United Kingdom Sokolović, Ravel, and Brahms: David DQ Lee (countertenor), Jan Lisiecki (piano), National Arts Centre Orchestra of Canada / Alexander Shelley (conductor). Cadogan Hall, London, 14.5.2019. (CSa)
Ana Sokolović – Golden Slumbers Kiss Your Eyes
Ravel – Piano Concerto in G major
Brahms –Symphony No.2 in D major, Op. 73
As part of its fiftieth-anniversary tour ‘Crossings’, Canada’s National Arts Centre Orchestra under its Music Director and Conductor Alexander Shelley made a welcome return to the UK. They brought an interesting and varied programme – a brightly coloured musical palette, – which reflected Canada’s rich European heritage.
The concert started with a seven-movement song cycle Golden Slumbers Kiss Your Eyes, which the NAC Orchestra commissioned from Serbian-born but Montreal-based composer Ana Sokolović in 2015. It featured Canadian-Korean counter-tenor David DQ Lee, accompanied by the orchestra and a chorus drawn from the London Voices. Setting texts drawn from folk poetry in a variety of different European languages (including French, Italian, Serbian, German and Ladino), this nostalgic piece is structured, according to Sokolović, ‘like a travel diary describing different countries and different times…imaginary countries we visit most often (most likely) in our dreams and strongly influenced by the theme of childhood.’

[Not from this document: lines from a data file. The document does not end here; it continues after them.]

PR #873, opened 2023-03-13
Convex exp

affeldt-aist:

This is a continuation of PR #794 (I have duplicated the PR because it looks like I cannot push commits to it).
On top of PR #794, it introduces convex spaces and use the type `{i01 R}` from the PR #869.

This PR introduce convexs spaces, show that `lmodType` form instances, and use them to show that a function with a non-negative second derivative is convex (like the exponential function @hoheinzollern).

closes #794 

##### Things done/to do

### DIFF
--- a/theories/convex.v
+++ b/theories/convex.v
@@ -9,10 +9,11 @@ From HB Require Import structures.
 
 (******************************************************************************)
 (* isConvexSpace R T == interface for convex spaces                           *)
-(* ConvexSpace R == structure of convex space                                 *)
-(* a <| t |> b == convexity operator                                          *)
+(*     ConvexSpace R == structure of convex space                             *)
+(*       a <| t |> b == convexity operator                                    *)
 (* E : lmodType R with R : realDomainType and R : realDomainType are shown to *)
 (* be convex spaces                                                           *)
+(*                                                                            *)
 (******************************************************************************)
 
 Reserved Notation "x <| p |> y" (format "x  <| p |>  y", at level 49).
@@ -29,38 +30,41 @@ Local Open Scope ring_scope.
 
 Import numFieldNormedType.Exports.
 
-(* NB: recent addition to MathComp *)
-Lemma divrNN (R : unitRingType) (x y: R) : (- x) / (- y) = x / y.
-Proof. exact: divrNN. Qed.
-
 (* TODO: move *)
-Lemma factorE {R : numDomainType} (a b x : R) : factor a b x = (a - x) / (a - b).
+Lemma factorNN {R : numDomainType} (a b x : R) :
+  factor a b x = (a - x) / (a - b).
 Proof.
 by rewrite /factor -(opprB x a) -(opprB b a) invrN mulrNN.
 Qed.
 
-(* TODO: move *)
 Lemma factor1 {R : numFieldType} (a b x : R) : a != b ->
   factor a b x + factor b a x = 1.
 Proof.
 move=> ab.
-by rewrite factorE /factor -mulrDl addrA subrK divrr// unitfE subr_eq0.
+by rewrite factorNN /factor -mulrDl addrA subrK divrr// unitfE subr_eq0.
 Qed.
 
 (* TODO: move *)
-Lemma in_IntervalW d {T : porderType d} (a b c e : T):
-  (a <= b)%O -> (c <= e)%O -> forall x, x \in `[b, c] -> x \in `[a, e].
+Lemma subset_itvW d {T : porderType d} (a b c e : T) u v :
+    (a <= b)%O -> (c <= e)%O ->
+  `]b, c[ `<=` [set` Interval (BSide u a) (BSide v e)].
 Proof.
-move=> ab ce x; rewrite 2!in_itv /= => /andP[bx xc].
-by rewrite (le_trans ab)//= (le_trans _ ce).
+move=> ab ce; apply: (@subset_trans _ `]a, e[%classic).
+  move=> x/=; rewrite 2!in_itv/= => /andP[].
+  by move=> /(le_lt_trans ab) ->/= /lt_le_trans; exact.
+move: u v => [] [] /=; [exact: subset_itv_oo_co|exact: subset_itv_oo_cc|
+                        exact: subset_refl|exact: subset_itv_oo_oc].
 Qed.
 
-Lemma in_IntervalW' d {T : porderType d} (a b c e : T):
-  (a <= b)%O -> (c <= e)%O -> forall x, x \in `]b, c[ -> x \in `]a, e[.
-Proof.
-move=> ab ce x; rewrite 2!in_itv /= => /andP[bx xc].
-by rewrite (le_lt_trans ab)//= (lt_le_trans xc).
-Qed.
+(* TODO: move *)
+Lemma cvg_at_right_filter (R : numFieldType) (f : R -> R) (x : R) :
+  f z @[z --> x] --> f x -> f z @[z --> x^'+] --> f x.
+Proof. exact: (@cvg_within_filter _ _ _ (nbhs x)). Qed.
+
+(* TODO: move *)
+Lemma cvg_at_left_filter (R : numFieldType) (f : R -> R) (x : R) :
+  f z @[z --> x] --> f x -> f z @[z --> x^'-] --> f x.
+Proof. exact: (@cvg_within_filter _ _ _ (nbhs x)). Qed.
 
 Declare Scope convex_scope.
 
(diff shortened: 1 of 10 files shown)


theories/convex.v
```diff
@@ -0,0 +1,275 @@
...
+  avg p a (avg q b c) = avg (p%:inum * q%:inum)%:i01 (avg r a b) c.
+Proof. by move=> h; rewrite /avg (convA _ _ r). Qed.
+
+HB.instance Definition _ := @isConvexSpace.Build R R^o
+  (Choice.class _) _ avg0 avgI avgC avgA.
+
+End realDomainType_convex_space.
+
+Definition derivable_interval {R : numFieldType} (f : R -> R) (a b : R) :=
+  forall x, x \in `[a, b] -> derivable f x 1.
```
affeldt-aist, line 156: [NB: review comment by @zstone1 copied verbatim from PR #794]

This definition misbehaves at the endpoints. In particular, it requires `f` to be be "differentiable from the left at `a`". That makes this definition rely on values of `f` outside `[a,b]`. One big consequence is characteristic functions like ``if x \in `[a,b] then 1 else 0`` fails this definition, as its not derivable at `a` or `b`. For what it's worth, I had an analogous issue with `realfun.v`, see #752 for how I addressed it there. You'll need something slightly different here, though.

I've seen textbooks take these approaches:
1. Demanding "continuity up the endpoints" is one approach
```
forall x, x \in `]a, b[ -> derivable f x 1.
/\
cvg (at_right a f^`()) /\ cvg (at_right b f^`())
```
or some variation of this. However, this implies some continuity of the derivative, which is maybe not ideal.
2. We could change the derivative to use a different topology. One way to do that is add an analog to the ``{within `[a,b], continuous f}`` notation of  ``{within `[a,b], derivable f}``. This would take limits only on the subspace topology. 
3. Similarly, but specialized to working in `R`, it should be fine to define it like
```
forall x, x \in `]a, b[ -> derivable f x 1
/\
"differentiable from the right at b" /\ "differentiable from the left at a"
```
For some sensible notion of "left" and "right" derivative.

theories/convex.v
```diff
@@ -0,0 +1,275 @@
...
+  b >= b' -> derivable_interval f a b -> derivable_interval f a b'.
+Proof.
+rewrite/derivable_interval => b'b deriv x xab'; apply/deriv.
+exact: in_IntervalW xab'.
+Qed.
+
+(* ref: http://www.math.wisc.edu/~nagel/convexity.pdf *)
+Section twice_derivable_convex.
+Context {R : realType}.
+Variables (f : R -> R^o) (a b : R^o).
```
affeldt-aist, line 185: [NB: review comment by @zstone1 copied verbatim from PR #794 ]

Where do we need the assumption that the range of `f` is `R`? If it's painless, generalizing to a vector space would be quite helpful for me. I'll need some stuff about convexity in both `R` and `R^n` for my work on space-filling curves, so I'm happy to have these results either way.

affeldt-aist:
[NB: review comment by @zstone1 copied verbatim from PR https://github.com/math-comp/analysis/pull/794 ]

Nice results. I've made comments about a couple generalizations, one regarding annoying endpoint issues, the other regarding generalizing to vector space ranges. I care more about the endpoints one mostly because it's much harder to fix later. Happy to work with you on that if that'd be helpful.

hoheinzollern:
On top of being helpful for the exponential function, definitions about convexity are also necessary for the formalization of Hoelder's inequality and the special case of Cauchy Schwarz's inequality from PR #790.

theories/convex.v
affeldt-aist: >     1. Demanding "continuity up the endpoints" is one approach
> 
> 
> ```
> forall x, x \in `]a, b[ -> derivable f x 1.
> /\
> cvg (at_right a f^`()) /\ cvg (at_right b f^`())
> ```
> 
> or some variation of this. However, this implies some continuity of the derivative, which is maybe not ideal. 

The last two commits implement this solution.
(Hopefully, we think that you wrote ``` cvg (at_right a f^`()) ``` but actually meant `cvg (at_right a f)`.)
Is it in the right direction?

theories/convex.v
affeldt-aist: > Where do we need the assumption that the range of f is R?

We at least need to be able to compare to `0` but I maybe need to spend more time.

theories/convex.v
```diff
@@ -0,0 +1,317 @@
...
+Import numFieldTopology.Exports.
+
+Local Open Scope classical_set_scope.
+Local Open Scope ring_scope.
+
+Import numFieldNormedType.Exports.
+
+Lemma cvg_at_right_filter (R : numFieldType)
+  (K : numDomainType) (V : pseudoMetricNormedZmodType K)
+  (f : R -> V) (x : R) :
```
zstone1, line 40:
```suggestion
Lemma cvg_at_right_filter (R : numFieldType) (V : topologicalType)
  (f : R -> V) (x : R) :
```
We might as well generalize to topologicalType. These results are super useful for other setting (homotopy/homology).

theories/convex.v
```diff
@@ -0,0 +1,317 @@
...
+  f z @[z --> x] --> f x -> f z @[z --> x^'+] --> f x.
+Proof. exact: (@cvg_within_filter _ _ _ (nbhs x)). Qed.
+
+Lemma cvg_at_left_filter (R : numFieldType)
+  (K : numDomainType) (V : pseudoMetricNormedZmodType K)
+  (f : R -> V) (x : R) :
```
zstone1, line 46:
```suggestion
Lemma cvg_at_left_filter (R : numFieldType) (V : topologicalType)
  (f : R -> V) (x : R) :
```

theories/convex.v
```diff
@@ -0,0 +1,317 @@
...
+Lemma cvg_at_left_within (R : numFieldType)
+  (K : numDomainType) (V : pseudoMetricNormedZmodType K) (F : R -> V) (y : R) :
+  F x @[x --> y^'-] --> F y ->
+  F x @[x --> within (fun u => u <= y) (nbhs y)] --> F y.
+Proof.
+move=> Fyl; apply/cvgrPdist_lt => e e0.
+rewrite /at_left in Fyl; move/cvgrPdist_lt : Fyl => /(_ _ e0).
+rewrite !near_withinE; apply: filterS => x h.
+by rewrite le_eqVlt => /predU1P[->|//]; rewrite subrr normr0.
+Unshelve. all: by end_near. Qed.
```
zstone1, line 87:
```suggestion
Lemma cvg_at_right_within (R : numFieldType) (V : topologicalType)
  (F : R -> V) (x : R) :
  F x @[x --> x^'+] --> F x ->
  F x @[x --> within (fun u => x <= u) (nbhs x)] --> F x.
Proof.
move=> Fxr U Ux; rewrite ?near_simpl ?near_withinE; near=> z; rewrite le_eqVlt.
by move/predU1P => [<-|]; [exact: nbhs_singleton | near: z; exact: Fxr].
Unshelve. all: by end_near. Qed.

Lemma cvg_at_left_within (R : numFieldType) (V : topologicalType)
  (F : R -> V) (y : R) :
  F x @[x --> y^'-] --> F y ->
  F x @[x --> within (fun u => u <= y) (nbhs y)] --> F y.
Proof.
move=> Fxr U Ux; rewrite ?near_simpl ?near_withinE; near=> z; rewrite le_eqVlt.
by move/predU1P => [->|]; [exact: nbhs_singleton | near: z; exact: Fxr].
Unshelve. all: by end_near. Qed.
```
We can generalize this to `topologicalType` as well. The proofs previously used norm lemmas, is all.

theories/convex.v
```diff
@@ -0,0 +1,317 @@
...
+
+Lemma derivable_oo_within_cc_continuous {R : numFieldType} {V : normedModType R}
+  (F : R -> V) (x y : R):
+    {in `]x, y[, forall x, derivable F x 1} ->
```
zstone1, line 91: This condition of "derivable on the interior, and continuous up to the boundary" is a fairly common idiom. Maybe it deserves a dedicated definition.

zstone1 (approved):
Much improved from before.
- It looks like all the endpoint conditions all make sense. It should now work correctly for the indicator function on `[0,1]` 
- I generalized a few things to `topologicalType`. 
- Happy to see the generalization to `convex spaces`.

Other than the small generalizations, looks good to me.

affeldt-aist:
Many thanks for the review!

theories/exp.v
```diff
@@ -464,6 +468,18 @@ have /expR_total_gt1[y [H1y H2y H3y]] : 1 <= x^-1 by rewrite ltW // !invf_cp1.
 by exists (-y); rewrite expRN H3y invrK.
 Qed.
 
+Local Open Scope convex_scope.
+Lemma convex_expR (t : {i01 R}) (a b : R^o) : a <= b ->
+  expR (a <| t |> b) <= (expR a : R^o) <| t |> (expR b : R^o).
```
CohenCyril, line 473: @affeldt-aist the multiplications of such lemmas call for a notion of convex function (or convex function on a given domain)

theories/realfun.v
```diff
@@ -10,6 +10,10 @@ From HB Require Import structures.
 (******************************************************************************)
 (* This file provides properties of standard real-valued functions over real  *)
 (* numbers (e.g., the continuity of the inverse of a continuous function).    *)
+(*                                                                            *)
+(*   derivable_oo_continuous_bnd f x y == f is derivable on `]x, y[ and       *)
+(*                                        continuous up to the boundary       *)
```
CohenCyril, line 15: ``{in `]x, y[, forall x, derivable f x 1}`` does not mean ``f is derivable on `]x, y[ a`` :shrug:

The first and last poem in the cycle, À La Claire Fontaine is said to have been written as a symbol of resistance against the early British invasion of Quebec. It begins with a gently rustling snare drum and the solemn beat of timpani, revealing a mysterious other-worldly musical cosmos – a universal music of the spheres in which Lee’s rich, haunting voice cries out a lonely and inconsolable lament. The only poem in English – Golden Slumbers of the title – is based on the text of the sixteenth-century dramatist Thomas Dekker, in which the countertenor’s doleful lullaby is joined by a celestial chorus. Mie Mama Mata Mata, (My Crazy, Crazy Mam) sung in Venetian dialect, is a nursery romp in which the versatile Lee gleefully revelled in the childish banter. One endearing verse translates as Coo-roo, coo-roo, my crazy Mam/Stuffed me in the stewing pan/My fair sister, scamper, scamper/Packed me in the picnic hamper/Then my dada for his lunch/Wolfed me down in one big munch. Lurching from the ridiculous to the sublime, the last song, Dodole was particularly poignant. A prayer for rain to irrigate the fields, this Sephardic melody, accompanied by an ancient Judeo-Spanish text, conjured up a visit to one of Sokolović’s imaginary countries.
The concert’s central work was Ravel’s Piano Concerto in G major, completed in 1931. With its jazzy idioms and harmonies, it expresses Ravel’s interest in black American music, as well as his admiration for and friendship with George Gershwin. The supremely talented twenty-four-year old Canadian-Polish pianist Jan Lisiecki attacked the piece with youthful gusto and an mature command. The first movement, a richly melodic and bluesy Allegramente. unleashes the piano – a whip crack and snare drum roll acting as a starting pistol. The young Lisiecki, his tall frame bent close over the keyboard, clearly relished the challenges. While Ravel’s complex syncopations were designed to put piano and orchestra on the wrong foot, Lisiecki and his colleagues never put a finger wrong. The serenely flowing melody in the second movement Adagio assai was played with great tenderness, while the intense, Presto served to demonstrate Lisiecki’s crystal clear technique. Shelley retained tight but unobtrusive control throughout – always there when his orchestra and soloist needed him, but never when they did not.
The concert’s second half was devoted to Brahms’s mighty Second Symphony. The great Brahmsian conductor Felix Weingartner spoke of this work ‘taking hold like the claw of a lion’. Whether it was down to the acoustic challenges of the Cadogan Hall, or to Shelley’s reading, the NACO’s realisation of this work was less than gripping.
Clearly individualised and well-articulated contributions from the woodwind, brass and string sections are required to oxygenate an otherwise densely textured composition. Instead, we got a warm but indistinct blanket of sound. There was little in Shelley’s account of the pastoral opening Allegro non troppo to suggest dappled sunlight through the forest, as Brahms intended. A vivacious account of the third movement Scherzo fared better, but the jubilance and electricity which characterises the final Allegro con spirito never materialiised.